- **YOUR OBJECTIVE**
Go through the data below and work out how many lines contain "when"; the answer is the number alone.

- **DATA**
PR #160, opened 2017-09-05
[PATCH API-NEXT v14] api: add schedule order unlock lock 

bala-manoharan:
Adds odp_schedule_order_unlock_lock() api.
This API combines schedule order unlock and lock into a single api for HW performance optimisation.

### DIFF
--- a/include/odp/api/spec/queue.h
+++ b/include/odp/api/spec/queue.h
@@ -106,7 +106,7 @@ typedef struct odp_queue_capability_t {
 	uint32_t max_queues;
 
 	/** Maximum number of ordered locks per queue */
-	unsigned max_ordered_locks;
+	uint32_t max_ordered_locks;
 
 	/** Maximum number of scheduling groups */
 	unsigned max_sched_groups;
@@ -393,10 +393,11 @@ odp_schedule_group_t odp_queue_sched_group(odp_queue_t queue);
  *
  * @param queue   Queue handle
  *
- * @return Number of ordered locks associated with this ordered queue
- * @retval <0 Specified queue is not ordered
+ * @return	Number of ordered locks associated with this ordered queue
+ * @retval 0	Specified queue is not ordered or no ordered lock associated
+ *		with the ordered queue.
  */
-int odp_queue_lock_count(odp_queue_t queue);
+uint32_t odp_queue_lock_count(odp_queue_t queue);
 
 /**
  * Get printable value for an odp_queue_t
--- a/include/odp/api/spec/schedule.h
+++ b/include/odp/api/spec/schedule.h
@@ -371,6 +371,27 @@ void odp_schedule_order_lock(uint32_t lock_index);
 void odp_schedule_order_unlock(uint32_t lock_index);
 
 /**
+ * Release existing ordered context lock and acquire a new lock
+ *
+ * This call is valid only when holding an ordered synchronization context.
+ * Release a previously locked ordered context lock and acquire a new ordered
+ * context lock. The operation is equivalent to application calling first
+ * odp_schedule_order_unlock(unlock_index) and then
+ * odp_schedule_order_lock(lock_index). The same constraints apply with this
+ * call as with those two.
+ *
+ * @param unlock_index	Index of the acquired ordered lock in the current
+ *			context to be released.
+ * @param lock_index	Index of the ordered lock in the current context to be
+ *			acquired. Must be in the range
+ *			0...odp_queue_lock_count() - 1.
+ *
+ * @see odp_schedule_order_lock(), odp_schedule_order_unlock()
+ *
+ */
+void odp_schedule_order_unlock_lock(uint32_t unlock_index, uint32_t lock_index);
+
+/**
  * @}
  */
 
--- a/include/odp/api/spec/schedule.h
+++ b/include/odp/api/spec/schedule.h
@@ -347,12 +347,15 @@ int odp_schedule_group_info(odp_schedule_group_t group,
  * be protected by its own ordered lock. This promotes maximum parallelism by
  * allowing order to maintained on a more granular basis. If an ordered lock
  * is used multiple times in the same ordered context results are undefined.
+ * Only one ordered lock can be active in an ordered context at any given time.
+ * Results are undefined when multiple ordered locks are acquired in nested
+ * fashion within the same ordered context.
  *
  * @param lock_index Index of the ordered lock in the current context to be
  *                   acquired. Must be in the range 0..odp_queue_lock_count()
  *                   - 1
  */
-void odp_schedule_order_lock(unsigned lock_index);
+void odp_schedule_order_lock(uint32_t lock_index);
 
 /**
  * Release ordered context lock
@@ -365,7 +368,7 @@ void odp_schedule_order_lock(unsigned lock_index);
  *                   hold this lock. Must be in the range
  *                   0..odp_queue_lock_count() - 1
  */
-void odp_schedule_order_unlock(unsigned lock_index);
+void odp_schedule_order_unlock(uint32_t lock_index);
 
 /**
  * @}
--- a/platform/linux-generic/include/odp_schedule_if.h
+++ b/platform/linux-generic/include/odp_schedule_if.h
@@ -34,7 +34,7 @@ typedef int (*schedule_init_local_fn_t)(void);
 typedef int (*schedule_term_local_fn_t)(void);
 typedef void (*schedule_order_lock_fn_t)(void);
 typedef void (*schedule_order_unlock_fn_t)(void);
-typedef unsigned (*schedule_max_ordered_locks_fn_t)(void);
+typedef uint32_t (*schedule_max_ordered_locks_fn_t)(void);
 typedef void (*schedule_save_context_fn_t)(uint32_t queue_index);
 
 typedef struct schedule_fn_t {
@@ -93,8 +93,8 @@ typedef struct {
 	int (*schedule_group_thrmask)(odp_schedule_group_t, odp_thrmask_t *);
 	int (*schedule_group_info)(odp_schedule_group_t,
 				   odp_schedule_group_info_t *);
-	void (*schedule_order_lock)(unsigned);
-	void (*schedule_order_unlock)(unsigned);
+	void (*schedule_order_lock)(uint32_t);
+	void (*schedule_order_unlock)(uint32_t);
 
 } schedule_api_t;
 
--- a/platform/linux-generic/include/odp_schedule_if.h
+++ b/platform/linux-generic/include/odp_schedule_if.h
@@ -34,6 +34,7 @@ typedef int (*schedule_init_local_fn_t)(void);
 typedef int (*schedule_term_local_fn_t)(void);
 typedef void (*schedule_order_lock_fn_t)(void);
 typedef void (*schedule_order_unlock_fn_t)(void);
+typedef void (*schedule_order_unlock_lock_fn_t)(void);
 typedef uint32_t (*schedule_max_ordered_locks_fn_t)(void);
 typedef void (*schedule_save_context_fn_t)(uint32_t queue_index);
 
@@ -53,6 +54,7 @@ typedef struct schedule_fn_t {
 	schedule_term_local_fn_t    term_local;
 	schedule_order_lock_fn_t    order_lock;
 	schedule_order_unlock_fn_t  order_unlock;
+	schedule_order_unlock_lock_fn_t  order_unlock_lock;
 	schedule_max_ordered_locks_fn_t max_ordered_locks;
 
 	/* Called only when status_sync is set */
@@ -95,6 +97,7 @@ typedef struct {
 				   odp_schedule_group_info_t *);
 	void (*schedule_order_lock)(uint32_t);
 	void (*schedule_order_unlock)(uint32_t);
+	void (*schedule_order_unlock_lock)(uint32_t, uint32_t);
 
 } schedule_api_t;
 
--- a/platform/linux-generic/include/odp_schedule_scalable_ordered.h
+++ b/platform/linux-generic/include/odp_schedule_scalable_ordered.h
@@ -79,7 +79,7 @@ typedef struct reorder_window {
 	uint32_t tail;
 	uint32_t turn;
 	uint32_t olock[CONFIG_QUEUE_MAX_ORD_LOCKS];
-	uint16_t lock_count;
+	uint32_t lock_count;
 	/* Reorder contexts in this window */
 	reorder_context_t *ring[RWIN_SIZE];
 } reorder_window_t;
--- a/platform/linux-generic/odp_queue.c
+++ b/platform/linux-generic/odp_queue.c
@@ -175,12 +175,12 @@ static odp_schedule_group_t queue_sched_group(odp_queue_t handle)
 	return handle_to_qentry(handle)->s.param.sched.group;
 }
 
-static int queue_lock_count(odp_queue_t handle)
+static uint32_t queue_lock_count(odp_queue_t handle)
 {
 	queue_entry_t *queue = handle_to_qentry(handle);
 
 	return queue->s.param.sched.sync == ODP_SCHED_SYNC_ORDERED ?
-		(int)queue->s.param.sched.lock_count : -1;
+		queue->s.param.sched.lock_count : 0;
 }
 
 static odp_queue_t queue_create(const char *name,
--- a/platform/linux-generic/odp_queue_scalable.c
+++ b/platform/linux-generic/odp_queue_scalable.c
@@ -333,12 +333,12 @@ static odp_schedule_group_t queue_sched_group(odp_queue_t handle)
 	return qentry_from_int(queue_from_ext(handle))->s.param.sched.group;
 }
 
-static int queue_lock_count(odp_queue_t handle)
+static uint32_t queue_lock_count(odp_queue_t handle)
 {
 	queue_entry_t *queue = qentry_from_int(queue_from_ext(handle));
 
 	return queue->s.param.sched.sync == ODP_SCHED_SYNC_ORDERED ?
-		(int)queue->s.param.sched.lock_count : -1;
+		queue->s.param.sched.lock_count : 0;
 }
 
 static odp_queue_t queue_create(const char *name,
--- a/platform/linux-generic/odp_schedule.c
+++ b/platform/linux-generic/odp_schedule.c
@@ -250,7 +250,7 @@ typedef struct {
 		int         prio;
 		int         queue_per_prio;
 		int         sync;
-		unsigned    order_lock_count;
+		uint32_t    order_lock_count;
 	} queue[ODP_CONFIG_QUEUES];
 
 	struct {
@@ -465,7 +465,7 @@ static inline int grp_update_tbl(void)
 	return num;
 }
 
-static unsigned schedule_max_ordered_locks(void)
+static uint32_t schedule_max_ordered_locks(void)
 {
 	return CONFIG_QUEUE_MAX_ORD_LOCKS;
 }
@@ -699,7 +699,7 @@ static inline void ordered_stash_release(void)
 static inline void release_ordered(void)
 {
 	uint32_t qi;
-	unsigned i;
+	uint32_t i;
 
 	qi = sched_local.ordered.src_queue;
 
@@ -1100,7 +1100,7 @@ static void order_unlock(void)
 {
 }
 
-static void schedule_order_lock(unsigned lock_index)
+static void schedule_order_lock(uint32_t lock_index)
 {
 	odp_atomic_u64_t *ord_lock;
 	uint32_t queue_index;
@@ -1127,7 +1127,7 @@ static void schedule_order_lock(unsigned lock_index)
 	}
 }
 
-static void schedule_order_unlock(unsigned lock_index)
+static void schedule_order_unlock(uint32_t lock_index)
 {
 	odp_atomic_u64_t *ord_lock;
 	uint32_t queue_index;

- **ANSWER SECTION**
3